**Supplied information:**
PR #160, opened 2020-11-17
Feature/beta distribution metric

JakeForsey:
Attempt at implementing Beta distribution for data in range [0, 1].

I could use some thoughts on:
 * Changes to GroupNormalizer and TorchNormalizer
 * New Normalizer

NOTE: Test is not yet finished (need a normalizer that makes sense....)

### DIFF
--- a/pytorch_forecasting/metrics.py
+++ b/pytorch_forecasting/metrics.py
@@ -837,32 +837,27 @@ class LogNormalDistributionLoss(DistributionLoss):
 
 
 class BetaDistributionLoss(DistributionLoss):
-    """
-    Log-normal loss, e.g. for data in the range [0.0, 1.0]
-
-    Requirements for original target normalizer:
-        * not centered normalization
-        * coerced to be positive
-        * not normalized in log space
-    """
-
+    """Loss function for DeepAR"""
     distribution_class = distributions.Beta
-    distribution_arguments = ["concentration0", "concentration1"]
+    distribution_arguments = ["mean", "shape"]
 
     def map_x_to_distribution(self, x: torch.Tensor) -> distributions.Beta:
-        return self.distribution_class(concentration0=x[..., 0], concentration1=x[..., 1])
+        mean = x[..., 0]
+        shape = x[..., 1]
+        return self.distribution_class(concentration0=(1 - mean) * shape, concentration1=mean * shape)
 
     def rescale_parameters(
         self, parameters: torch.Tensor, target_scale: torch.Tensor, transformer: BaseEstimator
     ) -> torch.Tensor:
-        assert transformer.coerce_positive, "Beta distribution is only compatible with strictly positive data"
+        # assert transformer.coerce_positive, "Beta distribution is only compatible with strictly positive data"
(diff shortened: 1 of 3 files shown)


jdb78:
Couple of thoughts here:
* It might make sense to reparametrize as by mean and shape beta as α = μν, β = (1 − μ)ν where the original concentrations are parameters α and β.
* Normalization should probably be a deterministic/not-learned transformation to scale data to 0-1. As the beta distribution as bounds, the user should know upfront how to normalize. This is could be done before feeding to the timeseries dataset by the user. Then, you can use the standard target normalizers - no need to modify them.
* Finally, using the target scale (mean, std), in the metric's `rescale_parameters()` method, you could try μ_new= sigmoid(μ + mean) and ν_new = softplus(ν) * μ_new * (1- μ_new) / std**2  (just a quick suggestion, there might be better ways to to calculate μ_new and ν_new). From  μ_new and ν_new, you can calculate α and β to create the distribution from which you can sample.
As always, [the wikipedia article on the Beta distribution](https://en.wikipedia.org/wiki/Beta_distribution) is helpful for reparametrizations.

I hope this is helpful!

JakeForsey:
I've done the re-parameterisation and my model is training well. 

I'm not sure how to write a proper tests for it, in a bit over my head.

pytorch_forecasting/metrics.py
```diff
@@ -835,3 +835,37 @@ def rescale_parameters(
...
+    def rescale_parameters(
+        self, parameters: torch.Tensor, target_scale: torch.Tensor, transformer: BaseEstimator
+    ) -> torch.Tensor:
+        assert transformer.coerce_positive, "Beta distribution is only compatible with strictly positive data"
+        assert (
+            not transformer.log_scale
+        ), "Beta distribution is not compatible with log transformation - use LogNormal"
+        assert not transformer.center, "Beta distribution is not compatible with centered data"
+
+        scaled_mean = torch.sigmoid(parameters[..., 0] + target_scale[..., 0].unsqueeze(1))
```
jdb78: I wonder if it works even better if you take `torch.logit(target_scale[..., 0])` instead of `target_scale[..., 0]`.

tests/test_metrics.py
```diff
@@ -14,6 +14,7 @@
     LogNormalDistributionLoss,
     NegativeBinomialDistributionLoss,
     NormalDistributionLoss,
+    BetaDistributionLoss,
```
jdb78: Could you run black and isort (best is to use the pre-commit hooks to ensure correct formatting)?

jdb78 (changes requested):
Looks really good! Thanks a lot for all the hard work! Just minimal formatting changes and a suggestion on the parametrization. How are you training? Maybe you could write some documentation as to how it can be used by a user and what they should take consider.

jdb78:
Integrated the beta distribution loss - should work now

jdb78 (approved):

JakeForsey:
This is awesome, much better than what I was messing around with.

**Work task:** Each line in the records above with "strictly" must be returned.

**Finished exercise:**
-        assert transformer.coerce_positive, "Beta distribution is only compatible with strictly positive data"
+        # assert transformer.coerce_positive, "Beta distribution is only compatible with strictly positive data"
+        assert transformer.coerce_positive, "Beta distribution is only compatible with strictly positive data"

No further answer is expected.